§ **WORK TASK**:
Using the entries below, write out the line with "Maybe we could", the line with "I cannot merge", and every line in between, exactly as each is written.

§ **STORED DATA**:
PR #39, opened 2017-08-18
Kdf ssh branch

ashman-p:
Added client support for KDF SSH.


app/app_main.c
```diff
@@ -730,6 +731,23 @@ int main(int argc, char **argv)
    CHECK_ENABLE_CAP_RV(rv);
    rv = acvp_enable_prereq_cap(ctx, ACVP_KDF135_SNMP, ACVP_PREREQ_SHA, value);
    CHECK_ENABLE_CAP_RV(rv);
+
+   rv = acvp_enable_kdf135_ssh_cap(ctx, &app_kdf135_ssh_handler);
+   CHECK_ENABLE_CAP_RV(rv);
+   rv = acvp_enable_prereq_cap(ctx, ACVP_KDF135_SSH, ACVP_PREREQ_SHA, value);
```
==
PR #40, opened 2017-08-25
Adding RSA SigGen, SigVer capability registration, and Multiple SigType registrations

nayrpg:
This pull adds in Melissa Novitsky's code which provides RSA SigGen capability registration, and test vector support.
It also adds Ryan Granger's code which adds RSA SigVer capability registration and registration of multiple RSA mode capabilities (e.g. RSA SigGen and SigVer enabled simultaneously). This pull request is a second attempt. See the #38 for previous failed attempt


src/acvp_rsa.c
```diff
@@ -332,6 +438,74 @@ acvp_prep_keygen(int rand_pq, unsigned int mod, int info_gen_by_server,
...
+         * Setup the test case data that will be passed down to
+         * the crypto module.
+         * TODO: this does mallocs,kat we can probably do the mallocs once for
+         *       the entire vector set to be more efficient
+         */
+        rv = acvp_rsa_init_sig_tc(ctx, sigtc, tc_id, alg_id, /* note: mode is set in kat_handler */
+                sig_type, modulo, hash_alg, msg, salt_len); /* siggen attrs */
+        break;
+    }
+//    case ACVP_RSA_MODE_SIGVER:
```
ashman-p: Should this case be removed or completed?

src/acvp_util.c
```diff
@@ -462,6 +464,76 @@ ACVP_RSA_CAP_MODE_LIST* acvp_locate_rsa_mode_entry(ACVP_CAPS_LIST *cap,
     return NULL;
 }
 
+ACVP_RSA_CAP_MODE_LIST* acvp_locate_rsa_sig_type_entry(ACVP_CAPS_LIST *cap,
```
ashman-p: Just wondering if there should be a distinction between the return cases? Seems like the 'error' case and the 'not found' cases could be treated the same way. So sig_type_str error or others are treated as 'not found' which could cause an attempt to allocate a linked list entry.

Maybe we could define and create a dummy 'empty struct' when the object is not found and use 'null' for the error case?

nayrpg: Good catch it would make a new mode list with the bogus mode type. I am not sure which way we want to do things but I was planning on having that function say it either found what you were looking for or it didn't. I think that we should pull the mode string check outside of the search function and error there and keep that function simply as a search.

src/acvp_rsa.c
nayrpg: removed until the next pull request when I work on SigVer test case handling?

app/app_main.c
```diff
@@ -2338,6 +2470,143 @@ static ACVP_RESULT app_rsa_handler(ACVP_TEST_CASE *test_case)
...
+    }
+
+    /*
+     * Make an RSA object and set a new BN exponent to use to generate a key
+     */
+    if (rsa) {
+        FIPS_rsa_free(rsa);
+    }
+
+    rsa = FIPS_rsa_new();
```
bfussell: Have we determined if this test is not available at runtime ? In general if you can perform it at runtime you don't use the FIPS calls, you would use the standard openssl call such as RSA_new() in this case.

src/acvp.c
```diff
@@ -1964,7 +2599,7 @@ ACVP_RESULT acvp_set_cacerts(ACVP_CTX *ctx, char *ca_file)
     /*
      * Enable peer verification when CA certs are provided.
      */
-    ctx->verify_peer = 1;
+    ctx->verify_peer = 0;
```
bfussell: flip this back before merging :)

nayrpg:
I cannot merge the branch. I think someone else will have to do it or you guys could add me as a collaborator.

§ **ANSWER BOX**:
Maybe we could define and create a dummy 'empty struct' when the object is not found and use 'null' for the error case?

nayrpg: Good catch it would make a new mode list with the bogus mode type. I am not sure which way we want to do things but I was planning on having that function say it either found what you were looking for or it didn't. I think that we should pull the mode string check outside of the search function and error there and keep that function simply as a search.

src/acvp_rsa.c
nayrpg: removed until the next pull request when I work on SigVer test case handling?

app/app_main.c
```diff
@@ -2338,6 +2470,143 @@ static ACVP_RESULT app_rsa_handler(ACVP_TEST_CASE *test_case)
...
+    }
+
+    /*
+     * Make an RSA object and set a new BN exponent to use to generate a key
+     */
+    if (rsa) {
+        FIPS_rsa_free(rsa);
+    }
+
+    rsa = FIPS_rsa_new();
```
bfussell: Have we determined if this test is not available at runtime ? In general if you can perform it at runtime you don't use the FIPS calls, you would use the standard openssl call such as RSA_new() in this case.

src/acvp.c
```diff
@@ -1964,7 +2599,7 @@ ACVP_RESULT acvp_set_cacerts(ACVP_CTX *ctx, char *ca_file)
     /*
      * Enable peer verification when CA certs are provided.
      */
-    ctx->verify_peer = 1;
+    ctx->verify_peer = 0;
```
bfussell: flip this back before merging :)

nayrpg:
I cannot merge the branch. I think someone else will have to do it or you guys could add me as a collaborator.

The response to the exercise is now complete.